Nicole Oliva

Personal information
- Full name: Nicole Justine Oliva
- National team: Philippines
- Born: 20 December 2001 (age 24)

Sport
- Sport: Swimming
- Strokes: Freestyle

Medal record
Representing Philippines
SEA Games
| Silver medal – second place | 2017 Kuala Lumpur | 4x200m freestyle relay |

= Nicole Oliva =

Filipino swimmer

Nicole Justine Oliva (born 20 December 2001) is a Filipino swimmer.

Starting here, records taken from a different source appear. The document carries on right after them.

PR #62, opened 2026-05-22
v3: PR #49 review — runtime perf + schema/filter hygiene (Stages 3+5)

dabowman:
## Summary

Stages 3 + 5 of the [5-PR plan](docs/plans/2026-05-22-pr49-pre-merge-feedback.md) landing PR #49 pre-merge review feedback. Bundles JS runtime perf (2 items) + schema/filter hygiene (3 items).

### Stage 3 — JS runtime perf

- **`BindingsConsumer` rebinds keydown every render.** `src/runtime/bindings/BindingsConsumer.js` — `commands` array now built inside `useMemo([config?.commands, config?.bindings])`. Extracted `buildCommandsArray()` as module-scope helper. Document `keydown` handler binds once per real shortcut change instead of every router event.
- **`useDataView` cache unbounded.** `src/runtime/dataView/useDataView.js` — `cache` Map + `inflight` Map both routed through `lruSet()` with `LRU_CAP = 64`. Extracted `src/runtime/dataView/lruCache.mjs` for testability. Insertion-order eviction (Map preserves insertion order; oldest evicted first). Comment: cap sized for ~2× working set; tune after telemetry.

### Stage 5 — Hygiene

- **Schema `$id` numbering off-by-one.** v1 schema declared `$id: .../admin/v0.json`; v2 declared `.../admin/v1.json`. Renamed to match file versions. Added `$comment` noting prior identifier on each. Same fix applied to `admin-app-v2.json`, `admin-engine-v2.json`. `admin-v3.json` already correct.
- **Filter priority collision.** `wp_admin_shell_data` had `bind_screens()` + `inject_app_baselines()` both at priority 5 — execution order undefined. Bumped `inject_app_baselines()` to **6**. Reason: screens must exist before baselines attach. Documented in `CLAUDE.md` "Recurring patterns" + new "Core callback priorities" subsection in `docs/upgrade-v2-to-v3.md`.
- **Filter-vs-compiler ordering docblock.** Item 13 — skipped here. Stage 1 (sibling PR `feat/v3-security-cascade`) owns this. Verified via `git show`.

## Locked decisions honored

- `useDataView` LRU cap: **64 with code comment "tune after telemetry"**
- Compiler-vs-filter ordering: **document current order (option B)** — filter receives author shape, compile runs after. Plugin route synthesis uses per-origin filters at priority 5.

## Test surface delta

**New runtime tests (+22 assertions):**
- `tests/runtime/bindings-consumer-rebind.test.mjs` (13) — pure-function tests on `buildCommandsArray()` + static-analysis guards on source (`useMemo` deps shape + extracted helper).
- `tests/runtime/data-view-lru.test.mjs` (9) — overflow eviction, update-doesn't-promote, chainable, `CAP=1` edge.

**Merge gate (all green):**
- `npm run test:schema` — 103 (unchanged; schema `\$id` rename had zero blast radius since validator uses file path, not `$id`)
- `npm run test:runtime` — 532 (was 510, +22)
- `npm run test:parity` — 4
- `npm run test:engines` — 77
- `npm run lint:js` + `lint:ts` clean
- `npm run build` clean

PHP test sweep not run inside the worktree (port-bound wp-env). Filter-priority change is mechanical — `inject_app_baselines()` invoked directly in `run-data-view-tests.php` so registration priority is invisible. PHP-side smoke recommended pre-merge.

## Test plan

- [ ] `npm run test:runtime` — confirm 532 / 0 fail
- [ ] PHP sweep — `run-cascade-tests.php`, `run-data-view-tests.php`, `run-classic-menu-bridge-tests.php`, `run-menu-route-shims-tests.php` all green
- [ ] Manual: open every entity-CRUD app + switch shells — no console errors, no visible re-bind thrash
- [ ] DevTools event-listener panel: confirm single `keydown` listener after router navigation
- [ ] Plugin authoring smoke: contribute a screen via `wp_admin_shell_data_plugin` callback — confirm `inject_app_baselines` attaches dataView baseline (validates priority 5 → 6 ordering)
- [ ] External Ajv-using consumer: confirm v1/v2 `$id` rename doesn't break (none known; `$comment` left for migration)

## Plan deviations

- `bindings-consumer-rebind.test.mjs` design: plan suggested JSDOM-shaped React test stubbing `document.addEventListener`. No JSDOM scaffold in repo. Took the "pragmatic over perfect" path the plan flagged — pure-helper tests + static-analysis guards on source. Equivalent coverage; regressions still caught via the `useMemo` deps shape assertion.
- `tests/schema/validate-shells.test.mjs` uses `compileSchema()` per file path, not via `\$id` resolution. So `\$id` rename had zero blast radius. 103 schema assertions unchanged.


dabowman:
## Code Review — PR #62 runtime perf + schema/filter hygiene

### Overview

Tight, well-scoped bundle. Five PR-49 review items shipped: `BindingsConsumer` `useMemo` rebind fix, `useDataView` LRU cap at 64, schema `$id` off-by-one reconciliation (v1/v2 + v2 manifests), `wp_admin_shell_data` priority pin (5 → 6 for `inject_app_baselines`), and the CLAUDE.md / `docs/upgrade-v2-to-v3.md` contract docs. Plan-doc adherence is high — both locked decisions honored (LRU cap of 64 with telemetry note; document-current-order on compiler-vs-filter). +22 runtime assertions across two new test files. The lone test-design deviation (static-analysis + pure-function instead of JSDOM mount for `BindingsConsumer`) is defensible and well-flagged.

### 🔴 Blockers

None. The PR is mergeable on its own merits.

### 🟠 Major

- **No actual coverage that `useMemo` removal causes a regression.** `tests/runtime/bindings-consumer-rebind.test.mjs:60-67` runs four regex assertions on the source string. They prove the deps array literal `[ config?.commands, config?.bindings ]` and `}, [ compiled ]` exist — but a regression where someone removes the `useMemo` wholesale and inlines `compiled` back into the effect would *also* fail these regexes, which is fine. The real concern: a future refactor that legitimately renames `compiled` to e.g. `entries` would also fail. So the test guards the *shape* not the *behavior*. That's an acceptable trade-off — but please own the limitation in the test header comment. The current header says "we accept the slight duplication" referring to the helper extraction, not the static-analysis brittleness. One sentence under "Static-analysis guards" acknowledging "these will need updating on any var-name refactor" makes the trade-off explicit for the next contributor.

### 🟡 Minor

- **`buildCommandsArray` not exported from a `.mjs` file.** Per CLAUDE.md "Pure-JS runtime modules go in `.mjs` files." `buildCommandsArray` is pure / side-effect-free per its own JSDoc, but it lives in `BindingsConsumer.js` because the React component needs to consume it from the same module. The test then has to reconstruct the function via `new Function( source-extraction )` (`bindings-consumer-rebind.test.mjs:73-82`) — the test header itself flags "cleaner alternative: split `buildCommandsArray` into its own .mjs file." That cleaner alternative matches existing repo convention (`resolveRegion.mjs`, `matchRoute.mjs`, `lruCache.mjs` in *this same PR*). Suggest: extract to `src/runtime/bindings/buildCommandsArray.mjs`, import from both `BindingsConsumer.js` and the test, drop the Function-constructor extraction. The test would shrink + lose its brittleness on whitespace inside the regex match.

- **Inflight LRU eviction can drop a still-in-flight fetch from the dedup map.** `useDataView.js:178` (`lruSet( inflight, key, promise, LRU_CAP )`). The closure-captured `promise` keeps the fetch alive and the consumer's `.then` still runs, but a concurrent caller for the same `key` that runs between eviction-from-inflight and the original promise settling will not find the entry via `inflight.get( key )` and will fire a duplicate fetch. With `LRU_CAP = 64` and inflight Map sized only on actually-pending fetches, that requires >64 concurrent in-flight fetches — pathological in practice. Mention it as a tracked-but-accepted edge case in the code comment, or hold off bounding `inflight` at all (it's already self-limiting on resolution via the `.finally` delete). Bounding `cache` is the load-bearing change; bounding `inflight` is belt-and-suspenders that adds a (tiny) failure mode.

- **`LRU_CAP = 64` hardcoded with no override.** The comment "tune after telemetry" implies telemetry will arrive — but there's no mechanism for a site author or test to override the cap without forking the module. A constant export `export const LRU_CAP = 64;` would let `tests/runtime/data-view-lru.test.mjs` import the canonical value instead of redeclaring `const CAP = 64` (`data-view-lru.test.mjs:39`). That drift means if someone bumps `LRU_CAP` to 128 in `useDataView.js`, the LRU test still asserts against 64 and silently passes. Cheap fix: export the constant from `lruCache.mjs` (or `useDataView.js`) and import it in the test.

- **`wp_admin_shell_data` priority table covers 2 of 3 actual callbacks.** The docs (`docs/upgrade-v2-to-v3.md:223-232` + CLAUDE.md "Recurring patterns") list priorities 5 / 6 / 999 — but they elide that priority 999 is `warn_legacy_view_configs`, which already exists at `class-wp-admin-shell-data-view-config.php:881`. Both the CLAUDE.md addition and the docs table list it correctly, so this is consistent. ✅ Looks good on reread — initially misread the diff. (Leaving the note in place since I verified.)

- **`bindings-consumer-rebind.test.mjs` uses ad-hoc `ok()` instead of `node:assert/strict`.** The PR-49 review explicitly flagged `tests/runtime/mode-resolution.test.mjs:29-42` for the same thing. This new test perpetuates the pattern. Not a blocker — every other runtime test in the suite uses ad-hoc helpers — but a missed opportunity to set the trend in the right direction for new tests.

### ⚪ Nits

- **Test header comment in `bindings-consumer-rebind.test.mjs:11`** says "The runtime tests are pure-ESM-leaning by convention." Stronger: they are pure-ESM by convention, full stop. The test itself proves the rule by working around it (`new Function(...)` extraction).

- **`lruCache.mjs:22` "NOT access-order" comment** could note that this is intentional, not a TODO. Suggest: "By design — re-reading an entry doesn't promote it. dataView triples are read-heavy and short-lived, working-set churn is on shell-switching, not within-session re-access." (Echoes the design rationale already in the file's top comment — restating at the assertion site removes confusion for a drive-by reader.)

- **`buildCommandsArray` JSDoc** documents that `null`/`undefined`/non-array inputs return `[]`, but the actual code at line 19 also returns `[]` for `[]` (empty array). Spelling that out in the JSDoc — "empty / nullish / non-array inputs" — closes a tiny gap.

- **CLAUDE.md addition at line 147** uses the phrase "core callback priorities are contractual" — strong phrasing. Maybe "documented" or "fixed" is closer to the actual commitment. "Contractual" implies SemVer-breaking on change; the docs themselves say "do not assume any other interleaving" which is weaker. Pick one tone.

- **Test surface delta in CLAUDE.md** updated from "~1580 assertions" → "~1602 assertions, post-3d.3 / PR #60 feedback + PR-49 perf/hygiene bundle" — but the canonical phrasing across CLAUDE.md is roundabout. Suggest just "~1602" without re-stating the provenance every status block; the git log is the provenance.

**Defensible.** The plan (stage 3) flagged JSDOM as the ideal-but-absent path: "plan suggested JSDOM-shaped React test stubbing `document.addEventListener`. No JSDOM scaffold in repo." The PR author chose the pragmatic alternative — pure-function tests on the extracted helper + static-analysis guards on the source — and explicitly documented the trade-off in the PR body.

What's actually undertested as a result:

- The `useEffect` cleanup function (`document.removeEventListener( 'keydown', onKey )` at line 102) — if someone removes the cleanup return, the static-analysis grep wouldn't catch it.
- The `[ compiled ]` deps array's reactivity — if React's `useMemo` semantics change (extremely unlikely) or if `useMemo` is replaced with a different memoization helper that has different semantics, no test catches it.
- The interaction between `compiled` referential stability and the `useEffect` dep array — the test asserts the literal text `}, [ compiled ]` exists; it does not assert that `useMemo` returns a stable reference across renders when deps don't change.

All three gaps are unlikely-to-regress in the current shape. Reasonable to defer until a JSDOM scaffold lands (issue #30 tracks this). Make sure that issue references this PR's test-pattern as a deferred coverage gap.

### What's right

- **Filter-priority documentation propagated to three sources** (`CLAUDE.md` "Recurring patterns" → `docs/upgrade-v2-to-v3.md` priority table → docblock comments on both `bind_screens` and `inject_app_baselines` registrations). All three sources agree. That's the kind of contract documentation that survives a year of churn.

- **Schema `$id` rename is symmetric and complete.** Verified all five affected schemas (`admin-v1`, `admin-v2`, `admin-app-v2`, `admin-engine-v2` — the rename targets — plus `admin-v3` / `admin-app-v3` / `admin-engine-v3` / `tokens-v1` which were already correct). No cross-schema `$ref` references to old URLs (all internal `#/$defs/...`). The `$comment` field at each renamed `$id` correctly records the prior identifier for forward-compat.

- **LRU update-doesn't-promote semantics are correct + tested.** `lruSet`'s key check `! map.has( key ) && map.size >= cap` is exactly right — `Map.set` on existing key preserves insertion order, so the update path never reaches the eviction branch. The test at `data-view-lru.test.mjs:65-82` covers the subtle case explicitly.

- **Module-scope `buildCommandsArray` extraction** is genuinely cleaner than the prior inline-in-`useEffect` shape — the helper is now reusable, testable, and the React component reads more linearly. Even setting aside the perf fix, this is a code-clarity win.

- **`inflight` LRU correctly handles the "key already present" path** — concurrent callers for the same key still share the same in-flight promise. The `Map.set` semantics are load-bearing here and the comment in `lruCache.mjs:18` explicitly calls this out.

- **`buildCommandsArray` empty-input behavior is correct** — returns `[]` (referentially-stable empty array would be even better, but `useEffect`'s `compiled.length === 0` short-circuit at line 60 makes the ref churn moot in practice).

- **All four PR-49 review items addressed in this stage actually addressed** — checked against the original review thread. Item 6 (BindingsConsumer rebind) ✅. Item 7 (useDataView unbounded cache) ✅. Item 9 (schema `$id` collision) ✅. Item 10 (filter priority collision) ✅. Item 13 deferred to sibling PR per body — confirmed no duplication.

1. **Extract `buildCommandsArray` to `src/runtime/bindings/buildCommandsArray.mjs`** — matches `.mjs` convention, eliminates the `new Function( source-slice )` test extraction, makes the test less brittle to source-text changes. ~3-line change.
2. **Export `LRU_CAP` constant** so the LRU test imports it instead of redeclaring. Catches future drift.
3. **One-sentence honesty note in `bindings-consumer-rebind.test.mjs` header** about the static-analysis-guards-not-behavior-guards trade-off.

Everything else is style / nits — ship it.

dabowman:
## Review follow-up — 3 fixes + 1 nit

Addressed the three top-priority items from the code review:

### 1. `inflight` LRU bound removed (b8efdc6)

Reviewer's concern about the dropped-fetch edge case at >64 concurrent fetches. The `inflight` Map is now plain `Map.set()` — self-limiting via the `.finally( inflight.delete( key ) )` cleanup that was already in place. The persistent `cache` Map keeps its LRU cap (the load-bearing change). Code comment on the Map declaration documents the rationale.

### 2. `LRU_CAP` exported as a constant (b8efdc6)

`export const LRU_CAP = 64` now lives in `lruCache.mjs` alongside `lruSet`, and is re-exported from `useDataView.js`. The LRU test imports the canonical value instead of redeclaring `const CAP = 64`. Added a sanity assertion that pins the value at 64 — an unintentional bump shows up in the test diff.

### 3. `buildCommandsArray` extracted to sibling `.mjs` (c60cdb2)

New `src/runtime/bindings/buildCommandsArray.mjs` owns the helper. `BindingsConsumer.js` imports + re-exports it for source-surface stability. The rebind test now imports the helper directly — gone is the `new Function( source-slice )` extraction hack and its brittleness on whitespace inside the regex.

Test header comment rewritten to honestly own the static-analysis trade-off (regression tripwire for *the specific shape* of the fix, not its *behavior* — a future legitimate `compiled` → `entries` rename would trip it). Also lists the three coverage gaps that need JSDOM mount tests, deferred to issue #30.

### 4. CLAUDE.md nit (a013873)

"core callback priorities are contractual" → "documented". Matches the softer tone the upgrade doc itself uses ("do not assume any other interleaving").

## Test counts after this batch

| Suite | Before | After |
|---|---|---|
| `test:runtime` | 533 | 532 |
| `test:schema` | 103 | 103 |
| `test:parity` | 4 | 4 |
| `test:engines` | 77 | 77 |

Net runtime delta: −1. `bindings-consumer-rebind` lost the `helper extracts from source` assertion (no longer needed — helper imports directly); `data-view-lru` gained a `LRU_CAP === 64` sanity assertion. The CLAUDE.md test-surface block already reads 1602 so no number update needed there.

Lint clean: `npm run lint:js` + `npm run lint:ts`.

## Deliberately not touched

- JSDOM scaffold (reviewer flagged as out-of-scope; followup tracked in issue #30 via the test header comment).
- Schema `$id`s and filter priority numbers (already correct).
- `node:assert/strict` migration of the test (reviewer flagged as missed opportunity not blocker; would also touch `mode-resolution.test.mjs` and break the in-flight pattern across the suite — better as a dedicated cleanup PR).
- `docs/upgrade-v2-to-v3.md` tone (out of the agreed change scope).

dabowman:
## Re-review — PR #62 fixup pass

### Overview

Three commits — `b8efdc6` (drop `inflight` LRU bound + export `LRU_CAP`), `c60cdb2` (extract `buildCommandsArray` to sibling `.mjs`), `a013873` (CLAUDE.md tone nit) — cleanly address the top three priorities from the original review plus the one ⚪ nit. Verified all suites green (runtime 532, schema 103, parity 4, engines 7, lint clean). Fixup is tight; no regressions surfaced.

### Fixes verified

- **`inflight` LRU bound dropped (b8efdc6).** `useDataView.js:192` is plain `inflight.set( key, promise )`. The pre-existing `.finally( inflight.delete( key ) )` at line 185–187 keeps the map self-draining. Inline comment at the `set()` site + the Map declaration both document the rationale. The pathological dedup-miss edge case the original review flagged is now structurally impossible — no `lruSet` call on `inflight` anywhere.
- **`LRU_CAP` exported (b8efdc6).** `export const LRU_CAP = 64` lives at `lruCache.mjs:11`, re-exported from `useDataView.js:13`. Test imports the canonical value via `LRU_CAP: CAP` rename-on-import. Sanity assertion `ok( 'imported LRU_CAP equals 64 (default sizing)', CAP === 64 )` at `data-view-lru.test.mjs:40` — silent drift on future bumps now impossible.
- **`buildCommandsArray` extracted (c60cdb2).** New `src/runtime/bindings/buildCommandsArray.mjs` (32 lines, single export, pure ESM, imports only `parseShortcut` sibling). `BindingsConsumer.js` imports + re-exports the helper (re-export keeps the public surface stable). Test imports the helper directly via `await import( … )` — the `new Function( source-slice )` extraction hack is gone. Signature + edge-case handling preserved (verified diff of helper body: lines 20–32 of new file match the prior inline lines 17–28 byte-for-byte modulo the `export` placement). JSDoc now also explicitly lists empty arrays as a returns-`[]` case ("empty, nullish, or non-array inputs" — closes the prior ⚪ nit).
- **Test header honesty (c60cdb2).** Header at `bindings-consumer-rebind.test.mjs:2–39` now has the requested machine-readable structure: two-layer description (functional behavior vs static-analysis tripwires), explicit "These are regression tripwires for *the specific shape* of the fix, not behavioral guarantees" callout, three named coverage gaps (cleanup-function firing, `useMemo` referential stability, `compiled`/dep-array interaction), and a direct reference to issue #30 for the JSDOM-scaffold tracking. Future contributor searching for `JSDOM`, `issue #30`, or `coverage gaps` lands on the right block.
- **CLAUDE.md `contractual` → `documented` (a013873).** Single-line `s/contractual/documented/` at line 146. No other content drift in the file. Tone now matches the upgrade doc's "do not assume any other interleaving" softer phrasing.

### Test coverage validation

| Suite | Claimed | Actual |
|---|---|---|
| `test:runtime` PASS count | 532 | 532 ✅ |
| `test:schema` | 103 | 103 ✅ |
| `test:parity` | 4 | 4 ✅ |
| `test:engines` | 77 | 77 ✅ |
| `bindings-consumer-rebind.test.mjs` | 12 (was 13, −1 from helper-extracts-from-source removal) | 12 ✅ |
| `data-view-lru.test.mjs` | 10 (was 9, +1 from LRU_CAP sanity) | 10 ✅ |

Net runtime delta `+22 → +21` matches the fixup follow-up's accounting (`bindings −1`, `LRU +1`). CLAUDE.md test-surface block lists both new tests by name at line 188 (`bindings-consumer-rebind` + `data-view-lru`).

### Regression hunting

Nothing surfaced:
- Helper body bit-identical pre/post extraction — no subtle behavior drift (no closure over module state, no React import in the `.mjs`, no side effects).
- No console.log / debugger / new lint suppressions in any of the fixup-touched files.
- No coverage drop on original semantics: the `helper extracts from source` assertion (removed) was scaffolding for the extraction hack itself, not a behavioral guarantee — its removal alongside the hack is symmetric and intended.
- PR description / body claims match the actual commits (verified against `git log` + `git show --stat`).
- The four static-analysis tripwires on `BindingsConsumer.js` still hold against the post-extraction source (verified: the `export { buildCommandsArray };` re-export at line 12 matches the new tripwire regex `/export \{ buildCommandsArray \};/`).

### 🔴 Blockers

None.

### 🟠 Major

None.

### 🟡 Minor

None.

### ⚪ Nits

- ⚪ Pure aesthetics: `lruCache.mjs` now has two top-level JSDoc blocks (one on `LRU_CAP`, one on `lruSet`). Both are well-written; together they slightly bury the actual function declaration. A drive-by reader might appreciate a one-line `// ---` separator. Take it or leave it.
- ⚪ The new `inflight` Map docblock (`useDataView.js:23–31`) is excellent — 9 lines of "why no LRU" rationale at the declaration site. Mention of the >64 threshold as "pathological in practice" addresses the prior review's edge-case ask honestly without over-engineering it.

### Verdict

**Approve — ship it.** Three commits, all clean. No remaining blockers, majors, or minors. The pre-existing 🟡 minors that weren't part of this fixup scope (`node:assert/strict` migration, `lruCache.mjs:22` design-note nit) were already addressed in this pass or explicitly deferred by the author with a defensible rationale. Test-surface accounting is honest and matches reality.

She competed in the women's 200 metre freestyle event at the 2017 World Aquatics Championships. and the at women's 400 metre freestyle the 2019 edition of the same tournament

==Early career==
A native of Santa Clara, California, Oliva was taught on swimming by a lifeguard for a decade in Cebu City in the Philippines which her family often frequented in her early years.

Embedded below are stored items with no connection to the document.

PR #524, opened 2022-01-25
feat(ButtonGroup): Add `ButtonGroupItem` subcomponent

mayank99:
See https://github.com/iTwin/iTwinUI/pull/448

Closes # 

## Checklist

### DIFF
--- a/src/core/ButtonGroup/ButtonGroup.tsx
+++ b/src/core/ButtonGroup/ButtonGroup.tsx
@@ -59,8 +59,10 @@ export const ButtonGroup = React.forwardRef<HTMLDivElement, ButtonGroupProps>(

Oliva as a swimmer for Saint Francis High School, is a four-time CIF State Championship finalist and a three-time CIF-Central Coast Section champion. In 2019, she committed to swim for the swimming team of University of California, Berkeley starting the 2020-21 season.

==International career==
Oliva was one of the competitors for the Philippines at the 2018 Summer Youth Olympics in Buenos Aires. She finished sixth in the girls' 400 metre freestyle final and seventh in the girls' 200 metre freestyle final. She also had year-long training at the Santa Clara Swim Club. Oliva also swam in the heats of girls' 100 metre and girls' 800 metre freestyle.